IFL SCIENCE
Arguably the largest question in the search for life beyond our Solar System is whether there’s any point looking at these common M-type stars, known as red dwarfs. This category makes up three-quarters of the galaxy’s sources of light. It’s an even larger share once you exclude the massive stars with life spans too short to allow life to develop, and also includes most of the stars close enough for us to really study.
The TRAPPIST-1 system – seven rocky planets orbiting an M-type star just 40 light-years away – is ground zero for this debate, with three planets in the zone where temperatures are currently suitable for life to survive.
Unfortunately, objections have been raised arguing that any planets in the “habitable zones” of red dwarfs would long ago have lost their atmospheres, making them not habitable after all. If so, we’re probably wasting our time investigating these systems for signs of life and need to focus our energies on the few F, G, and K-type stars we can see well.
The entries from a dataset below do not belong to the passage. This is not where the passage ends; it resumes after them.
Issue #8189, opened 2023-04-19
Convert app management add/edit user modal to a page


garethbowen:
**What feature do you want to improve?**
If you go to App Management > Users > Add (or click on a row to Edit) a modal dialog is shown. Modals aren't good for forms because it restricts usability, eg: you can't hit back, you can't refresh, you can't open in a new tab, screen real estate is restricted unnecessarily, scrolling doesn't behave quite right, etc.

**Describe the improvement you'd like**
Convert the modal into a page with a unique URL.

**Describe alternatives you've considered**
- Fake it by making the modal bigger and looking like a page. This doesn't solve all the accessibility issues above.
- Leave it as is.

**Additional context**

![Screenshot from 2023-04-19 13-52-00](https://user-images.githubusercontent.com/2064938/232946073-c204d836-3efc-4119-b2a3-c05e18ace2ac.png)

isis-meng:
Hi, I attempted to push some changes to a new branch but I don't appear to have access. Is there something I should do to correct my setup? Thanks!

![image](https://user-images.githubusercontent.com/59855227/233191725-1518d8c1-19c7-4132-ab73-eeb072628519.png)

garethbowen:
@isis-meng I suggest you make a git fork of the cht-core repo into your own user, then you'll be able to create your own branches. Then when it's ready you can PR from your fork to the `medic` fork.

isis-meng:
Thanks! I've opened a PR but it's still a work-in-progress -- I've left a comment with some questions I have.

AbeebProPlus:
Hi. I would love resolve this issue if it has not been resolved

garethbowen:
Hi @AbeebProPlus ! Thanks for reaching out. @isis-meng has already started working in the above PR - how are you getting on with this issue?

AbeebProPlus:
It's just a dent on the UI. I hope it's fixed soon enough.

garethbowen:
No response on the PR review so removing from the milestone.

@AbeebProPlus If you felt like picking up where @isis-meng left off that'd be great!

Horlawale-ui:
Hello @garethbowen This PR seems to have been stale
If the PR still needs resolving, can I pick it up??

mrjones-plip:
[...]

PR #8192, opened 2023-04-19
feat(#8189): Convert Add/Edit User modal to page

isis-meng:
# Description

Convert the Add/Edit User modal into a page with a unique URL.

medic/cht-core#8189

# Code review checklist

# Compose URLs

* __CHT_CORE_COMPOSE_URL__

# License

### DIFF
--- a/admin/src/js/controllers/edit-user.js
+++ b/admin/src/js/controllers/edit-user.js
@@ -1,3 +1,5 @@
+const _ = require('lodash/core');
+
 const passwordTester = require('simple-password-tester');
 const phoneNumber = require('@medic/phone-number');
 const PASSWORD_MINIMUM_LENGTH = 8;
@@ -20,8 +22,9 @@ angular
     $q,
     $rootScope,
     $scope,
+    $state,
+    $stateParams,
     $translate,
-    $uibModalInstance,
     ContactTypes,
     CreateUser,
     DB,
@@ -35,7 +38,11 @@ angular
     'use strict';
     'ngInject';
 
-    $scope.cancel = () => $uibModalInstance.dismiss();
+    $scope.errors = {};
+    $scope.status = null;
+    $scope.saving = false;
+    $scope.user = $stateParams.user;
+    $scope.name = $stateParams.name;
 
     Languages().then(languages => $scope.enabledLocales = languages);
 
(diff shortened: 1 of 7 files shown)


isis-meng:
Some questions I have:
- What is the most appropriate way to convert error messages from modal-specific formats to be displayed for pages? (eg., lines 459-460, 474-475 in `edit-user.js`)
- What is a good way to allow information to persist in the form between refreshes?

Any advice would be really appreciated, thank you!

admin/src/js/controllers/edit-user.js
```diff
@@ -408,22 +415,22 @@ angular
...
             $scope.editUserModel.id
           );
-          $uibModalInstance.close();
+          $state.go('users');
         })
         .catch(err => {
           if (err && err.data && err.data.error && err.data.error.translationKey) {
             $translate(err.data.error.translationKey, err.data.error.translationParams).then(function(value) {
-              $scope.setError(err, value);
+              $log.error(value, err);
```
garethbowen, line 430: `$scope.setError` used to show the error in the footer of the modal so the user could see what went wrong. It looks like this is just putting it in the console which most users won't check. Let's make sure the user gets some feedback.

admin/src/js/main.js
```diff
@@ -246,6 +246,15 @@ angular.module('adminApp').config(function(
...
     })
+    .state('edit-user', {
+      url: '/users/edit/:name',
+      controller: 'EditUserCtrl',
+      templateUrl: 'templates/edit_user.html',
+      params: {
+        user: null,
+        name: null
+      },
+    })
```
garethbowen, line 257: AngularJS does some magic with these state names, so if you have them as dot separated then it understands that the two pages are related. I think it'll be simpler like this...

```suggestion
    .state('user.edit', {
      url: '/edit/:name', // now that it's a child the "/users" part is included automatically.
      controller: 'EditUserCtrl',
      templateUrl: 'templates/edit_user.html',
      params: {
        user: null,
        name: null
      },
    })
```

NB: I haven't tested this at all so you may need to tweak it a bit!

admin/src/templates/index.html
```diff
@@ -15,7 +15,7 @@
         <div class="navigation">
           <ul>
             <li ng-class="{'active-nav': checkActive('display')}" mm-auth="can_configure"><a ui-sref="display.date-time" translate>admin.display</a></li>
-            <li ui-sref-active="active-nav" mm-auth="can_configure"><a ui-sref="users" translate>Users</a></li>
+            <li ng-class="{'active-nav': checkActive('users')}" mm-auth="can_configure"><a ui-sref="users" translate>Users</a></li>
```
garethbowen, line 18: I don't think this change is needed if the state name is updated as per my previous suggestion.

admin/src/js/controllers/edit-user.js
```diff
@@ -464,17 +471,20 @@ angular
       return asynchronousValidations
         .then(valid => {
           if (!valid) {
-            $scope.setError();
+            // $scope.setError();
+            $log.info("FIX ME ASYNC VALID")
```
garethbowen, line 475: If I recall correctly the `setError` function clears the "processing" state so the loading spinner goes away, the buttons are enabled again, and maybe sets some styling on the form. We'll want to include that styling here too.

garethbowen (changes requested):
Thanks! This is looking great.

I've left a few tips inline.

> What is a good way to allow information to persist in the form between refreshes?

What information do you want to persist? Usually on web forms I would expect information to be lost.

garethbowen:
@isis-meng How are you getting on here? Is there anything I can do to help?

garethbowen:
Closing as ancient.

The problem is not just that many red dwarfs are flare-y stars whose outbursts may have stripped off any atmosphere, but that M-type stars undergo a hotter stage early in their development. This, combined with runaway greenhouse effects from water in the planets’ atmospheres, would have turned the entire crust molten, causing any water trapped in rocks to escape. If this stage lasted long enough, as most things do with such slow-changing stars, all the water in the atmosphere would escape to space. Under such conditions, there would be no prospect for volcanic restoration of the planets’ atmospheres once the star cooled sufficiently to allow them to survive.
A new model of the atmospheres of planets in the TRAPPIST-1 system rejects the theory they would ever have gotten this hot. Previous modeling had, for simplicity’s sake, treated the atmospheres of the TRAPPIST-1 planets during their star’s hottest phase as purely convective.